De feitelijke wereld is boosaardig, eng en zeer verdorven.
Trek je zo veel mogelijk terug in/op je kerkelijke eilandje, dan loop je de minste schade op.
De werelds levende mensen zijn vijanden van de ware gelovigen, de christenen op aarde.
Het besef van een schijnwereld ten opzichte van de werkelijkheid begon hier te ontkiemen in het denken en handelen van Gerard.
Hij had daar niet veel tot helemaal niets mee en besloot om te breken met die kerkgemeenschap van zijn broer.
Pas later, in zijn twintiger jaren zou hij gaan beseffen dat de kerk iets geheel anders is, dan Christus zelf.
Dit, ondanks dat de Jezus-beweging uit de jaren zestig het op een geheel ander wijze probeerde te doen.
De samenkomsten van deze beweging, vonden plaats onder de noemer “Kom in de tent, daar speelt Jezus met zijn band”.
Ook al was de daar gehoorde christelijke muziek beter om aan te horen, ook deze manier van samenkomsten lag Gerard niet.
De ge- en verboden, de kerkelijke dogma’s bleven in stand.
Inmiddels werkte hij al in het bedrijf van zijn ouders en behaalde zijn diploma middenstand en het kruideniers vakdiploma, om later in staat te kunnen zijn om het bedrijf van zijn ouders over te nemen.
Echter, deze door Gerard geplande overname zou er nooit komen, daar de zaken eind jaren zestig behoorlijk slecht gingen.
Bovendien was hij inmiddels getrouwd en had ook nog een baby te onderhouden.

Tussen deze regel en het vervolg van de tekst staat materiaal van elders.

PR #183, opened 2022-01-26
Provide standardized validation for location types

nt-as:
This validation is for when the API requests mandates a particular
type of location such as `addressLocation` or `facilityLocation`.  In
this case, it can be used as the following:

```java
   @ValidLocationSubtype(anyOf = {ValidLocationSubtype.LocationSubtype.ADDRESS, ValidLocationSubtype.LocationSubtype.FACILITY})
   private final LocationTO addressOrFacilityLocationType;

```

Note that the annotation provides a minimum validation and permits
other fields to be present as well.  Accordingly, a geo coordinate
with an address would count as both a `GEO_COORDINATE` and an
`ADDRESS` location at the same time and would pass the restriction
from the example.

In the rare case that `and` restrictions are needed, then the
annotation can be repeated.  It will still not prevent "additional"
fields but can be useful to ensure that you have a facility with a UN
Location Code (to future proof in case we get facility code lists that
do not depend on UN Location codes).  As an example:

```java
     // Either UN Location Code OR facility (or both)
     @ValidLocationSubtype(anyOf = {ValidLocationSubtype.LocationSubtype.UN_LOCATION, ValidLocationSubtype.LocationSubtype.FACILITY})
     private final LocationTO poteLocation;

     // UN Location code AND facility
     @ValidLocationSubtype(anyOf = ValidLocationSubtype.LocationSubtype.UN_LOCATION)
     @ValidLocationSubtype(anyOf = ValidLocationSubtype.LocationSubtype.FACILITY)
     private final LocationTO portWithTerminalLocation;
```

### DIFF
--- a/src/main/java/org/dcsa/core/events/validator/ValidLocationSubtype.java
+++ b/src/main/java/org/dcsa/core/events/validator/ValidLocationSubtype.java
@@ -1,0 +1,106 @@
+package org.dcsa.core.events.validator;
+
+import org.dcsa.core.events.model.transferobjects.LocationTO;
+
+import javax.validation.Constraint;
+import javax.validation.Payload;
+import java.lang.annotation.Documented;
+import java.lang.annotation.Repeatable;
+import java.lang.annotation.Retention;
+import java.lang.annotation.Target;
+
+import static java.lang.annotation.ElementType.*;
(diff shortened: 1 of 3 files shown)


HenrikHL:
LGTM

mp-assco (approved):
looks good to me

PR #193, opened 2022-02-01
DDT-761 insert shipping equipment

pimg:
resolves DDT-761


src/main/java/org/dcsa/core/events/model/ActiveReeferSettings.java
```diff
@@ -0,0 +1,65 @@
...
+import org.dcsa.core.model.GetId;
+import org.springframework.data.annotation.Id;
+import org.springframework.data.relational.core.mapping.Column;
+
+import javax.validation.constraints.Size;
+import java.util.UUID;
+
+@NoArgsConstructor
+@Data
+public class ActiveReeferSettings extends AuditBase implements GetId<UUID> {
```
nt-as, line 18:
```suggestion
public class ActiveReeferSettings extends AuditBase {
```

`GetId<UUID>` is generally redundant.  Is there a particular use for it here (otherwise I would prefer we removed it).

(There are tons of cases of `GetId<...>` sprinkled in the code base for historical reasons. Lets avoid spreading it further)

src/main/java/org/dcsa/core/events/model/ActiveReeferSettings.java
```diff
@@ -0,0 +1,65 @@
...
+
+    @Column("ventilation_max")
+    private Float ventilationMax;
+
+    @Override
+    @JsonIgnore
+    public UUID getId() {
+        return getShipmentEquipmentID();
+    }
+
```
nt-as, line 53: This can probably go as well.  Calls can often just be replaced by `getShipmentEquipmentID()`

src/main/java/org/dcsa/core/events/model/ActiveReeferSettings.java
```diff
@@ -0,0 +1,65 @@
...
+    public ActiveReeferSettingsTO toActiveReeferSettingsTO() {
```
nt-as, line 54: Should this be done by a Mapper instead?

src/main/java/org/dcsa/core/events/model/CargoItem.java
```diff
@@ -4,31 +4,71 @@
...
+  private String shippingInstructionID;
 
-    @Column("shipment_equipment_id")
-    @NotNull
-    protected UUID shipmentEquipmentID;
+  @Column("shipment_equipment_id")
+  @NotNull
+  protected UUID shipmentEquipmentID;
+
+  public CargoItemTO toCargoItemTO() {
```
nt-as, line 37: Ditto (Should this be implemented via a mapper instead)?

Note: This seems to be a reoccurring thing, so I will not comment on further instances in this review.

src/main/java/org/dcsa/core/events/service/impl/ShipmentEquipmentServiceImpl.java
```diff
@@ -0,0 +1,150 @@
...
+                            Mono.zip(
+                                Mono.just(shipmentEquipment.getId()),
+                                Mono.just(shipmentEquipmentTO))));
+  }
+
+  private Mono<EquipmentTO> saveEquipment(EquipmentTO equipmentTO) {
+    if (Objects.isNull(equipmentTO)) {
+      return Mono.empty();
+    }
+    return equipmentRepository.save(equipmentTO.toEquipment()).map(Equipment::toEquipmentTO);
```
nt-as, line 86:
```suggestion
    return Mono.justOrEmpty(equimentTO)
             .map(equipmentTO::toEquipment)
             .flatMap(equipmentRepository::save)
             .map(Equipment::toEquipmentTO);
```

src/main/java/org/dcsa/core/events/service/impl/ShipmentEquipmentServiceImpl.java
```diff
@@ -0,0 +1,150 @@
...
+  }
+
+  private Mono<ActiveReeferSettingsTO> saveActiveReeferSettings(
+      UUID shipmentEquipmentID, ActiveReeferSettingsTO activeReeferSettingsTO) {
+    if (Objects.isNull(activeReeferSettingsTO)) {
+      return Mono.empty();
+    }
+    return activeReeferSettingsRepository
+        .save(activeReeferSettingsTO.toActiveReeferSettings(shipmentEquipmentID))
+        .map(ActiveReeferSettings::toActiveReeferSettingsTO);
```
nt-as, line 96: Ditto, the `if` can be replaced by a `Mono.justOrEmpty`  + map/flatMap.

src/main/java/org/dcsa/core/events/service/impl/ShipmentEquipmentServiceImpl.java
```diff
@@ -0,0 +1,150 @@
...
+        .map(Seal::toSealTO)
+        .collectList();
+  }
+
+  private Mono<List<CargoItemTO>> saveCargoItems(
+      UUID shipmentEquipmentID, String shippingInstructionID, List<CargoItemTO> cargoItemTOs) {
+    if (Objects.isNull(cargoItemTOs) || cargoItemTOs.isEmpty()) {
+      return Mono.just(Collections.emptyList());
+    }
+    return Flux.fromStream(cargoItemTOs.stream())
```
nt-as, line 114:
```suggestion
    return Flux.fromIterable(cargoItemTOs)
```

src/main/java/org/dcsa/core/events/model/ActiveReeferSettings.java
pimg: fixed

src/main/java/org/dcsa/core/events/model/CargoItem.java
pimg: fixed all to..() methods have been replaced by Mappers

src/main/java/org/dcsa/core/events/service/impl/ShipmentEquipmentServiceImpl.java
pimg: fixed

src/main/java/org/dcsa/core/events/service/impl/ShipmentEquipmentServiceImpl.java
pimg: fixed

src/main/java/org/dcsa/core/events/service/impl/ShipmentEquipmentServiceImpl.java
pimg: fixed

src/main/java/org/dcsa/core/events/model/Equipment.java
```diff
@@ -27,4 +30,13 @@
...
   private String weightUnit;
+
+  public EquipmentTO toEquipmentTO() {
+    EquipmentTO equipmentTO = new EquipmentTO();
+    equipmentTO.setEquipmentReference(this.getEquipmentReference());
+    equipmentTO.setIsoEquipmentCode(this.getIsoEquipmentCode());
+    equipmentTO.setTareWeight(this.getTareWeight());
+    equipmentTO.setWeightUnit(WeightUnit.valueOf(this.getWeightUnit()));
+    return equipmentTO;
+  }
```
nt-as, line 41: Mapper?

nt-as (commented):
There are several places where we use `flatMap` on a `Flux` in this PR.  While it does not look problematic per-se in this case, we have lot of time in the past debugging why sorting does not work because someone used an unfortunately placed `flatMap` instead of `concatMap`.

An open question here is then, should we prefer `concatMap` to prime future changes to use `concatMap` in other to reduce the risk of this kind of problem or are we fine with `flatMap` even if it occasionally causes a sorting bug due to `copy-waste` (whether metaphorical or literal copy-paste)?

(If we prefer `concatMap` then I will try to go through the code one more time to find `Flux.flatMap` calls, otherwise, I will leave it at this)

src/main/java/org/dcsa/core/events/model/Equipment.java
pimg: Ah missed one to..() to remove, this is fixed now. 
As far as the flatMap vs concatMap. I decided to keep the flatMap, since this is een create (insert) method the sorting becomes irrelevant. I think it is not necessary to only use concatMap or flatMap.

src/main/java/org/dcsa/core/events/model/ActiveReeferSettings.java
```diff
@@ -0,0 +1,57 @@
...
+import javax.validation.constraints.Size;
+import java.util.UUID;
+
+@NoArgsConstructor
+@Data
+public class ActiveReeferSettings extends AuditBase {
+
+    @Id
+    /* We do not show this in JSON as it is an internal detail */
+    @JsonIgnore
```
nt-as, line 20: Given we have now made an `ActiveReeferSettingsTO` then it seems weird to have `@JsonIgnore` on the DAO variant (as it will not be exposed as JSON in the first place).

src/main/java/org/dcsa/core/events/model/transferobjects/ActiveReeferSettingsTO.java
```diff
@@ -0,0 +1,25 @@
...
+import javax.validation.constraints.Size;
+
+@Data
+public class ActiveReeferSettingsTO {
+
+	private Float temperatureMin;
+
+	private Float temperatureMax;
+
+	@Size(max = 3)
```
nt-as, line 15: We probably do not need a `@Size` here given it is for an enum (which dictates exact values anyway).

src/main/java/org/dcsa/core/events/service/impl/ShipmentEquipmentServiceImpl.java
```diff
@@ -0,0 +1,152 @@
...
+        .flatMap(
+            cargoItemTO ->
+                referenceService
+                    .createReferencesByShippingInstructionIDAndTOs(
+                        shippingInstructionID, cargoItemTO.getReferences())
+                    .thenReturn(cargoItemTO))
+        .collectList();
+  }
+
+  private Mono<CargoItemTO> saveCargoLineItems(UUID cargoItemId, CargoItemTO cargoItemTO) {
```
nt-as, line 134: Nit: `cargoItemID`

nt-as (approved):
LGTM - had a few final nits, but I do not think I need to re-review it after they have been resolved.

src/main/java/org/dcsa/core/events/service/impl/ShipmentEquipmentServiceImpl.java
pimg: fixed

src/main/java/org/dcsa/core/events/model/transferobjects/ActiveReeferSettingsTO.java
pimg: fixed

src/main/java/org/dcsa/core/events/model/ActiveReeferSettings.java
pimg: fixed

nt-as (approved):

PR #203, opened 2022-02-10
ShipmentEquipment and Seal according to IM

mp-assco:
SealMapper did not set ShipmentEquipmentID


HenrikHL:
Looks good to me...

src/main/java/org/dcsa/core/events/model/Seal.java
```diff
@@ -24,18 +25,22 @@
...
 
     @Column("seal_number")
     @Size(max = 15)
+    @NotNull
     private String sealNumber;
 
-    @Column("seal_source")
+    @Column("seal_source_code")
     @Size(max = 5)
+    @NotNull
```
HenrikHL, line 38: This is not correct!

HenrikHL: This field needs to be optional

PR #205, opened 2022-02-10
Align ActiveReeferSettings, CargoItem, and Ref with IM

mp-assco:


src/main/java/org/dcsa/core/events/model/Reference.java
```diff
@@ -26,6 +27,7 @@
   private UUID referenceID;
 
   @Column("reference_type_code")
+  @NotNull
   private ReferenceTypeCode referenceType;
 
   @Size(max = 100)
```
HenrikHL, line 33: We need a @NotNull here

mp-assco: Done

HenrikHL (dismissed):
LGTM

src/main/java/org/dcsa/core/events/model/ActiveReeferSettings.java
```diff
@@ -1,24 +1,36 @@
...
+import javax.validation.constraints.NotNull;
 import javax.validation.constraints.Size;
 import java.util.UUID;
 
 @NoArgsConstructor
 @Data
-public class ActiveReeferSettings extends AuditBase {
+@Table("active_reefer_settings")
+@EqualsAndHashCode(callSuper = true)
+public class ActiveReeferSettings extends AuditBase implements Persistable<UUID> {
```
douradofrazer, line 23: Could you remove AuditBase?  we do not use it.

src/main/java/org/dcsa/core/events/model/ActiveReeferSettings.java
```diff
@@ -1,24 +1,36 @@
...
 
     @Id
     /* We do not show this in JSON as it is an internal detail */
     @Column("shipment_equipment_id")
     private UUID shipmentEquipmentID;
 
+    @Transient
+    @JsonIgnore
```
douradofrazer, line 31: No need for @JsonIgnore,  we have separated entities and DTOs

douradofrazer (changes requested):

src/main/java/org/dcsa/core/events/model/ActiveReeferSettings.java
mp-assco: Done

src/main/java/org/dcsa/core/events/model/ActiveReeferSettings.java
mp-assco: Done

pimg (approved):

PR #207, opened 2022-02-11
Preperation for slimming DCSA-Core

nt-as:
Contains:

1. A left over GetId usage.
2. Update of most repositories to cope with ExtendedRepository becoming a fragment.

Via het ministerie van Defensie, waar hij een jaar heeft gewerkt, dat wil zeggen veel geschaakt heeft met een collega, wordt hij uiteindelijk toegelaten tot de polite opleiding in Den Haag.
Hier, tijdens zijn opleiding voor politieman, gaan de reeds geplante zaadjes van het serieus doordenken van bepaalde zaken, zich verder ontkiemen.
De zoektocht naar waarheid, echte vrede, liefde en geluk begint in Gerard meer en meer vorm en inhoud te krijgen.
De speurtocht van deze zoekende mens is nog niet ten einde, maar blijkt nu pas echt te gaan beginnen.